His military career was distinguished. He participated in the Finnish War and a series of battles during the French invasion of Russia, then was in France during the Hundred Days. He was briefly a wounded prisoner. Several units were under his command, and he received numerous awards, including the Order of Saint Vladimir and the Kulm Cross, from the Kingdom of Prussia. By 1814, he was a Polkovnik (Colonel).
In 1816, he joined the first Decembrist organization; the Union of Salvation then, when it was dissolved, the Union of Prosperity. Shortly after, when he was appointed commander of a Jaeger regiment, one of his first acts was the abolition of corporal punishment. He retired and was discharged in 1822, with the rank of Major-General. That same year, he married Natalya Apukhtina, eighteen years his junior, the only surviving child of Captain Dmitry Apukhtin (1768-1838) and his wife Mariya née Fonvizina (1779-1842), one of Mikhail's cousins. He also retired from active work in secret organizations.

When the Decembrist uprising was being planned, in 1825, he changed his mind and became involved in the process; preparing the program and charter for the Northern Society. In January 1826, he was arrested at his estate, a few miles north of Moscow, and taken to Saint Petersburg, where he was placed in the Peter and Paul Fortress. He was then sentenced to eight years of hard labor, and sent to Siberia in 1827. Natalya placed their two children in the care of relatives and followed him there.
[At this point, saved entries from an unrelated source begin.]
PR #588, opened 2025-01-19
PyList: fix pushfirst! for Julia 1.11, by adding prepend!

hhaensel:
Julia 1.11 handles pushfirst! with multiple args differently and fails if no prepend! is defined.
This PR defines the appropriate prepend! method and adds respective tests.


cjdoris (commented):
Thanks!

PR #589, opened 2025-01-20
fix pandas testing

hhaensel:


hhaensel:
Cherry-picked into hh-timedelta64

Issue #361, opened 2023-09-19
Better show for numpy array


xgdgsc:
**Is your feature request related to a problem? Please describe.**
https://github.com/JuliaPy/PythonCall.jl/blob/ad67c0457ce79f13deb0d04a47808824f8ad7921/src/Py.jl#L186 When it shows a python array in vscode inline results. It would only show `Python` when unexpanded because of the line end. Would it be better to show more informative like Julia Array shows `4×4 Matrix{Float64}:` on the first line?

**Describe the solution you'd like**
shows numpy array shape like `4×4 Matrix{Float64}:`

**Describe alternatives you've considered**
 

**Additional context**

cjdoris:
I'm hesitant to make this code depend on the actual Python type - currently this basically just shows `repr(x)`. I'm not totally against the idea though - I agree it's useful info.

Maybe you could suggest this change to numpy itself?

xgdgsc:
Would there still be a first line `Python: ` ? How feasible is it to add something like https://github.com/numpy/numpy/issues/9029#issuecomment-298242528 ?

cjdoris:
Oh I see your point now.

To explain for myself: when a `Py` is shown, if it has multiple lines then the `Python:` prefix occurs on its own line, such as with numpy arrays:
```
Python:
array(
  [ ... ], dtype=int64)
```
If you execute code line-by-line from a Julia script in VS Code then it only displays the first line (`"Python:"`) which is not very informative. So this question is about adding extra info into the first line.

PR #595, opened 2025-02-28
show more arr metadata inline

xgdgsc:
fix https://github.com/JuliaPy/PythonCall.jl/issues/361


xgdgsc:
@cjdoris any interest on reviewing?

cjdoris:
Yep the example was using your branch, but I made some modifications playing around with it to see what worked.

I think what actually might be a nice simple generic thing would be to have it show like
```
Py: array([[ 0,  1,  2,  3,  4], ...
```

This would only need two very small changes:
1. Don't insert a newline in the prefix when in compact mode (which is the right thing to do since compact is supposed to output a single line).
2. Change the VS Code extension to print this bit with `compact=true` (which makes sense anyway because it wants a single line anyway).

Thoughts?

PR #616, opened 2025-05-20
Allow pydict accept Pair args

mkitti:
Create a method `pydict(pairs::Pair...)` similar to `Dict(::Pair...)`.

This allow for the following usage.

```julia
julia> using PythonCall

julia> Dict("a" => 5, "b" => 6)
Dict{String, Int64} with 2 entries:
  "b" => 6
  "a" => 5

julia> pydict("a" => 5, "b" => 6)
Python: {'a': 5, 'b': 6}
```


mkitti:
@cjdoris There seems to be an issue with Python 3.13 per the failing test.

xref: https://github.com/JuliaLang/julia/issues/58475

cjdoris:
Good idea, thanks.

Initially, he was kept at the prison in Chita then, in 1830, was taken to do manual labor in Petrovsk-Zabaykalsky. There, he was allowed to participate in the activities of the "Convict Academy". Natalya had two more children during this time, but both died as toddlers. In 1834, he was transferred again; to Yeniseysk. In 1835, he received permission to live in Krasnoyarsk. Two years later, he and Natalya moved once more, to Tobolsk, where their children joined them. They both died, and Natalya began raising foster children. During the cholera epidemic there, in 1848, he and other former Decembrists tended to the sick; supplying them with food and medicine. He also assisted Ivan Yakushkin, one of the movement's founders, in his efforts to establish schools based on the Lancasterian System.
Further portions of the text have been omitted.